In a market where everything is optimised for appeal, originality becomes a filtering mechanism. It attracts a specific audience while intentionally excluding others. And in doing so, it builds stronger, more durable affinity.

Because in Korea, the real barrier isn’t discovery – it’s credibility.

And credibility, once missed, is difficult to recover.

Belonging as Infrastructure

In Mexico, Sarelly approaches culture not as identity, but as infrastructure for growth.

The brand does not adapt global beauty norms for Latina consumers. It starts with them as the default.

Product development reflects real, lived needs. Language is native, not translated. Communication feels culturally fluent rather than performative. Content draws from formats that already resonate locally, blurring the line between marketing and entertainment.

Retail extends this logic. Stores are not simply places to purchase – they are spaces for participation, expression, and community-building.

In this context, belonging is not a by-product of brand building, it is the engine.

Particularly in a market that is young, socially driven, and identity-conscious, that sense of cultural alignment accelerates both engagement and growth.

Why Most Brands Get It Wrong

What these founders highlight – implicitly, is a sequencing issue.

Many brands begin with a product, then attempt to layer culture on top through campaigns, collaborations, or visual identity. But culture does not function effectively as an overlay. When applied retrospectively, it often feels superficial or disconnected.

Instead, culture needs to be embedded at the earliest stages of brand creation. It should inform what the brand makes, who it serves, how it shows up, and where it grows.

This requires clarity – and often, constraint.

Because building something deeply relevant means accepting that it won’t resonate universally. It involves making choices that prioritise depth over breadth.

For many brands, that level of specificity feels risky. But in a saturated market, it is increasingly the only path to differentiation.
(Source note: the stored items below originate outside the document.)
PR #2021, opened 2024-05-20
[fix] Fix possible potential thread safe bugs

gjjjj0101:
## What's changed?
Refactored some code to ensure thread safety. And I think `addNode()` and `removeNode()` in `ConsistentHash` class may cause thread unsafe issues.  Please give some suggestions.

## Checklist

## Add or update API

### DIFF
--- a/collector/src/main/java/org/apache/hertzbeat/collector/collect/common/cache/ConnectionCommonCache.java
+++ b/collector/src/main/java/org/apache/hertzbeat/collector/collect/common/cache/ConnectionCommonCache.java
@@ -197,15 +197,18 @@ public class ConnectionCommonCache<T, C extends AbstractConnection<?>> {
             cacheMap.remove(key);
             return Optional.empty();
         }
-        C value = cacheMap.get(key);
-        if (value == null) {
-            log.error("[connection common cache] value is null, remove it, key {}.", key);
-            cacheMap.remove(key);
-            timeoutMap.remove(key);
-        } else if (refreshCache) {
-            cacheTime[0] = System.currentTimeMillis();
-            timeoutMap.put(key, cacheTime);
-        }
+        C value = cacheMap.compute(key, (k, v) -> {
+            if (v == null) {
+                log.error("[connection common cache] value is null, remove it, key {}.", key);
+                timeoutMap.remove(key);
+                return null;
+            }
+            if (refreshCache) {
+                cacheTime[0] = System.currentTimeMillis();
+                timeoutMap.put(key, cacheTime);
+            }
+            return v;
+        });
         return Optional.ofNullable(value);
     }
 
--- a/collector/src/test/java/org/apache/hertzbeat/collector/collect/common/cache/CommonCacheTest.java
+++ b/collector/src/test/java/org/apache/hertzbeat/collector/collect/common/cache/CommonCacheTest.java
@@ -17,40 +17,91 @@
 
 package org.apache.hertzbeat.collector.collect.common.cache;
 
-import org.junit.jupiter.api.AfterEach;
+import java.util.Optional;
 import org.junit.jupiter.api.BeforeEach;
 import org.junit.jupiter.api.Test;
+import org.junit.jupiter.api.extension.ExtendWith;
+import org.mockito.InjectMocks;
+import org.mockito.Mock;
+import org.mockito.junit.jupiter.MockitoExtension;
+import static org.junit.jupiter.api.Assertions.*;
 
 /**
  * Test case for {@link ConnectionCommonCache}
  */
+@ExtendWith(MockitoExtension.class)
 class CommonCacheTest {
+
+    @Mock
+    private AbstractConnection<?> mockConnection;
+
+    @InjectMocks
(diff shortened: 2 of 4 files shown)


collector/src/main/java/org/apache/hertzbeat/collector/collect/common/cache/ConnectionCommonCache.java
```diff
@@ -197,15 +197,18 @@ public Optional<C> getCache(T key, boolean refreshCache) {
...
-        C value = cacheMap.get(key);
-        if (value == null) {
-            log.error("[connection common cache] value is null, remove it, key {}.", key);
-            cacheMap.remove(key);
-            timeoutMap.remove(key);
-        } else if (refreshCache) {
-            cacheTime[0] = System.currentTimeMillis();
-            timeoutMap.put(key, cacheTime);
-        }
+        C value = cacheMap.compute(key, (k, v) -> {
```
crossoverJie, line 200: LGTM, please add a unit test.

crossoverJie (commented):
Great job, please add unit tests for these changes.

TJxiaobao:
I think it is possible to use a global lock to solve this problem, the amount of concurrent addnode removenode will not greatly affect performance.

collector/src/main/java/org/apache/hertzbeat/collector/collect/common/cache/ConnectionCommonCache.java
gjjjj0101: Thanks, I have added unit tests. Please review.

gjjjj0101:
> I think it is possible to use a global lock to solve this problem, the amount of concurrent addnode removenode will not greatly affect performance.

How about divides the existing `addNode` and `removeNode` functions into smaller, synchronized operations: `addVMNode` and `removeVMNode`? In this way,  `addNode` and `removeNode` also can be called in parallel.

collector/src/test/java/org/apache/hertzbeat/collector/collect/common/cache/CommonCacheTest.java
```diff
@@ -17,40 +17,91 @@
...
+import static org.junit.jupiter.api.Assertions.*;
 
 /**
  * Test case for {@link ConnectionCommonCache}
  */
+@ExtendWith(MockitoExtension.class)
 class CommonCacheTest {
 
+    @Mock
+    private AbstractConnection<?> mockConnection;
```
crossoverJie, line 36: `ConnectionCommonCache` does not depend on external services, so there is no need to use `mock`.

Here you can create an anonymous `AbstractConnection` class for testing.

collector/src/main/java/org/apache/hertzbeat/collector/collect/common/cache/ConnectionCommonCache.java
```diff
@@ -197,15 +197,18 @@ public Optional<C> getCache(T key, boolean refreshCache) {
             cacheMap.remove(key);
             return Optional.empty();
         }
-        C value = cacheMap.get(key);
-        if (value == null) {
-            log.error("[connection common cache] value is null, remove it, key {}.", key);
-            cacheMap.remove(key);
```
crossoverJie, line 203:
```java
cacheMap.remove(key);
```

Why was this line of code deleted?

gjjjj0101: Because `cacheMap` uses `ConcurrentLinkedHashMap<K, V>`. The implementation of `put()` method in `ConcurrentLinkedHashMap<K, V>` checks for null value and throws `NullPointerException` if value is null. So `cache.get(key) == null` is true only when the key does not exist in the map.

collector/src/test/java/org/apache/hertzbeat/collector/collect/common/cache/CommonCacheTest.java
gjjjj0101: Thanks, PTAL.

TJxiaobao:
> > I think it is possible to use a global lock to solve this problem, the amount of concurrent addnode removenode will not greatly affect performance.
> 
> How about divides the existing `addNode` and `removeNode` functions into smaller, synchronized operations: `addVMNode` and `removeVMNode`? In this way, `addNode` and `removeNode` also can be called in parallel.

Sorry to reply today, personally think this idea is also very good, you can try it.

tomsun28 (approved):
👍👍LGTM！

collector/src/main/java/org/apache/hertzbeat/collector/collect/common/cache/ConnectionCommonCache.java
ben-manes: Please consider upgrading from CLHM to Caffeine at some opportune time. Thanks!

gjjjj0101: > Please consider upgrading from CLHM to Caffeine at some opportune time. Thanks!

Thanks, we will upgrade to Caffeine in the near future！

Rethinking Retail Through Culture

The panel also pointed to an important reframing of retail.

When treated purely as a distribution channel, retail struggles to maintain relevance. But when approached as an extension of culture, its role becomes significantly more powerful.

Asteri’s stores function as social environments, reflecting the communal dynamics of its audience.
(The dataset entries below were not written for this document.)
PR #2044, opened 2024-05-28
[improve] Add test for MemcachedCollectImpl

zuobiao-zhou:
## What's changed?

Add test for MemcachedCollectImpl.

## Checklist


collector/src/test/java/org/apache/hertzbeat/collector/collect/memcached/MemcachedCollectImplTest.java
```diff
@@ -0,0 +1,118 @@
...
+
+/**
+ * Test case for {@link MemcachedCollectImpl}
+ */
+@ExtendWith(MockitoExtension.class)
+public class MemcachedCollectImplTest {
+    @Mock
+    MemcachedProtocol memcachedProtocol;
+
+    @Mock
```
gjjjj0101, line 50: hi, I think it's no need to mock `metrics` and `builder`. Because it just create a real object passed as a parameter to the method, the method uses the real object and does not need to simulate the object behavior. Just use it as a variable☺️.

tomsun28 (approved):
lgtm!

Sarelly’s retail spaces act as content ecosystems – designed to be shared, experienced, and amplified.

Born to Stand Out uses physical space to immerse consumers in a distinct brand universe, reinforcing its positioning through every detail.
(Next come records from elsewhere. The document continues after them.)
PR #2067, opened 2024-06-05
[collector] fix the wrong condition for checking the response

ileonli:
## What's changed?

We should log the information only when the `resp` does not include text.

It appears that the condition used to check the response is incorrect.

## Checklist


collector/src/main/java/org/apache/hertzbeat/collector/collect/http/HttpCollectImpl.java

In each case, retail is not separate from the brand – it is a physical manifestation of it.

It is where culture becomes tangible.

A Different Standard

The takeaway from the FUTURE50 stage is not that every brand needs to anchor itself in geography.

It is that surface-level storytelling is no longer sufficient.

Consumers are increasingly adept at distinguishing between brands that reference culture and those that are built from it. The former may capture attention but the latter earn belief.

The brands breaking through today are not asking how to appear culturally relevant. They are building systems where culture informs every decision—product, communication, experience, and growth.

Not as a campaign.

But as THE operating system.

The Shift Ahead

For founders, marketers, and investors, this signals a shift in how brands need to be built and evaluated.

Cultural relevance is no longer something that can be retrofitted through creativity, it must be structurally embedded.

That requires deeper proximity to the consumer, stronger points of view, and a willingness to prioritise resonance over reach.

Because increasingly, the brands that win are not the ones that try to speak to everyone.

They are the ones that are understood instantly by someone.

And in today’s market, that is what drives both connection – and growth.